THE TASK
Given the records below, transcribe each of them exactly.

Start of Block

PR #1364, opened 2025-04-09
Fix query string enum binding and alternate parameter names

esond:
- Makes enums parsed in query string values case-insensitive. This mirrors the behavior in ASP.NET Core ([ref](https://github.com/dotnet/aspnetcore/issues/3450)).
- When creating query parameters from an object bound using [FromQuery], uses the name set by [FromQuery] on any properties of that object. This mirrors existing query string binding behaviours.

Also updates tests to use lower-camel-cased query string values to catch any similar issues.


jeremydmiller:
@esond Nice! Will be in 3.13 very soon.

PR #1367, opened 2025-04-10
Add support for topics in RMQ conventional routing overrides

### LINKED ISSUE #1366: Support topic routing when using conventional routing
I have a use case where a subset of my messages (all of which implement a specific interface) need to be routed to specific consumers, which I would like to do using RabbitMQ topic exchange routing.

I would also like to keep using conventional routing, since there are other messages as well.

Currently, I need to explicitly call `PublishMessagesToRabbitMqExchange` for the affected message types, and recreate the exchange naming rules from the conventional routing conventions.

On the listening side, I would like to route all implementers of the this same interface to a topic exchange with a specific routing key, like this:

```csharp
opts.UseConventionalRouting(routing =>
  routing.ConfigureListeners((listener, ctx) =>
  {
      if (ctx.MessageType.IsAssignableTo(typeof(ILineSpecificMessage)))
      {
          // bind to topic exchange using ctx.MessageType for the generic T
          // this won't work, so either duplicate the if statements with concrete types
          // or do some unholy reflection to instantiate the generic method
          // listener.BindToExchange<T>(ExchangeType.Topic, lineId);
      }
  })
);
```

Specifically, two things would solve the issues I have:

- Something like this to configure topic publishing, while leaving the rest up to conventions
    ```csharp
    opts.UseConventionalRouting(routing =>
        routing.ConfigureSending((exchange, ctx) =>
        {
            if (ctx.MessageType.IsAssignableTo(typeof(ILineSpecificMessage)))
            {
                // not sure on the types here
                exchange.PublishMessagesToTopic<ILineSpecificMessage>(topicSource: msg => msg.LineId);
            }
        }));
    ```
- Something like this to configure consuming a topic for messages that implement a specific interface
   ```csharp
    opts.UseConventionalRouting(routing =>
        routing.ConfigureListeners((listener, ctx) =>
        {
            if (ctx.MessageType.IsAssignableTo(typeof(ILineSpecificMessage)))
            {
                // type parameter as a value rather than a generic type argument
                listener.BindToExchange(ctx.MessageType, ExchangeType.Topic, routingKey: lineId);
            }
        }));
    ```

Since header exchanges are supported by conventional routing, I guess the same could be implemented routing based on headers.

**Additional context**
This sparked from a short discussion on discord: https://discord.com/channels/1074998995086225460/1074999099855753317/1359848737601617930

Hawxy:
Closes #1366 

Needs tests - DNM

### DIFF
--- a/src/Transports/RabbitMQ/Wolverine.RabbitMQ/Internal/RabbitMqTransportExpression.cs
+++ b/src/Transports/RabbitMQ/Wolverine.RabbitMQ/Internal/RabbitMqTransportExpression.cs
@@ -106,7 +106,7 @@ public class RabbitMqTransportExpression : BrokerExpression<RabbitMqTransport, R
     public RabbitMqTransportExpression UseConventionalRouting(
         Action<RabbitMqMessageRoutingConvention>? configure = null)
     {
-        var convention = new RabbitMqMessageRoutingConvention();
+        var convention = new RabbitMqMessageRoutingConvention(Options);
         configure?.Invoke(convention);
         Options.RoutingConventions.Add(convention);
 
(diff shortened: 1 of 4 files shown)


Hawxy:
This aint it chief, lemme rethink this.

PR #1385, opened 2025-04-24
Swap rule.Modify and options.Override order

klagowski:
This change allows to apply different rules based on options specified for example in the header.


jeremydmiller:
@klagowski I hear you, but the values in DeliveryOptions have to win out over any rules. I'm sorry, but we can't take this in, this breaks functionality.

End of Block

WRITTEN ANSWER
PR #1364, opened 2025-04-09
Fix query string enum binding and alternate parameter names

esond:
- Makes enums parsed in query string values case-insensitive. This mirrors the behavior in ASP.NET Core ([ref](https://github.com/dotnet/aspnetcore/issues/3450)).
- When creating query parameters from an object bound using [FromQuery], uses the name set by [FromQuery] on any properties of that object. This mirrors existing query string binding behaviours.

Also updates tests to use lower-camel-cased query string values to catch any similar issues.


jeremydmiller:
@esond Nice! Will be in 3.13 very soon.

PR #1367, opened 2025-04-10
Add support for topics in RMQ conventional routing overrides

### LINKED ISSUE #1366: Support topic routing when using conventional routing
I have a use case where a subset of my messages (all of which implement a specific interface) need to be routed to specific consumers, which I would like to do using RabbitMQ topic exchange routing.

I would also like to keep using conventional routing, since there are other messages as well.

Currently, I need to explicitly call `PublishMessagesToRabbitMqExchange` for the affected message types, and recreate the exchange naming rules from the conventional routing conventions.

On the listening side, I would like to route all implementers of the this same interface to a topic exchange with a specific routing key, like this:

```csharp
opts.UseConventionalRouting(routing =>
  routing.ConfigureListeners((listener, ctx) =>
  {
      if (ctx.MessageType.IsAssignableTo(typeof(ILineSpecificMessage)))
      {
          // bind to topic exchange using ctx.MessageType for the generic T
          // this won't work, so either duplicate the if statements with concrete types
          // or do some unholy reflection to instantiate the generic method
          // listener.BindToExchange<T>(ExchangeType.Topic, lineId);
      }
  })
);
```

Specifically, two things would solve the issues I have:

- Something like this to configure topic publishing, while leaving the rest up to conventions
    ```csharp
    opts.UseConventionalRouting(routing =>
        routing.ConfigureSending((exchange, ctx) =>
        {
            if (ctx.MessageType.IsAssignableTo(typeof(ILineSpecificMessage)))
            {
                // not sure on the types here
                exchange.PublishMessagesToTopic<ILineSpecificMessage>(topicSource: msg => msg.LineId);
            }
        }));
    ```
- Something like this to configure consuming a topic for messages that implement a specific interface
   ```csharp
    opts.UseConventionalRouting(routing =>
        routing.ConfigureListeners((listener, ctx) =>
        {
            if (ctx.MessageType.IsAssignableTo(typeof(ILineSpecificMessage)))
            {
                // type parameter as a value rather than a generic type argument
                listener.BindToExchange(ctx.MessageType, ExchangeType.Topic, routingKey: lineId);
            }
        }));
    ```

Since header exchanges are supported by conventional routing, I guess the same could be implemented routing based on headers.

**Additional context**
This sparked from a short discussion on discord: https://discord.com/channels/1074998995086225460/1074999099855753317/1359848737601617930

Hawxy:
Closes #1366 

Needs tests - DNM

### DIFF
--- a/src/Transports/RabbitMQ/Wolverine.RabbitMQ/Internal/RabbitMqTransportExpression.cs
+++ b/src/Transports/RabbitMQ/Wolverine.RabbitMQ/Internal/RabbitMqTransportExpression.cs
@@ -106,7 +106,7 @@ public class RabbitMqTransportExpression : BrokerExpression<RabbitMqTransport, R
     public RabbitMqTransportExpression UseConventionalRouting(
         Action<RabbitMqMessageRoutingConvention>? configure = null)
     {
-        var convention = new RabbitMqMessageRoutingConvention();
+        var convention = new RabbitMqMessageRoutingConvention(Options);
         configure?.Invoke(convention);
         Options.RoutingConventions.Add(convention);
 
(diff shortened: 1 of 4 files shown)


Hawxy:
This aint it chief, lemme rethink this.

PR #1385, opened 2025-04-24
Swap rule.Modify and options.Override order

klagowski:
This change allows to apply different rules based on options specified for example in the header.


jeremydmiller:
@klagowski I hear you, but the values in DeliveryOptions have to win out over any rules. I'm sorry, but we can't take this in, this breaks functionality.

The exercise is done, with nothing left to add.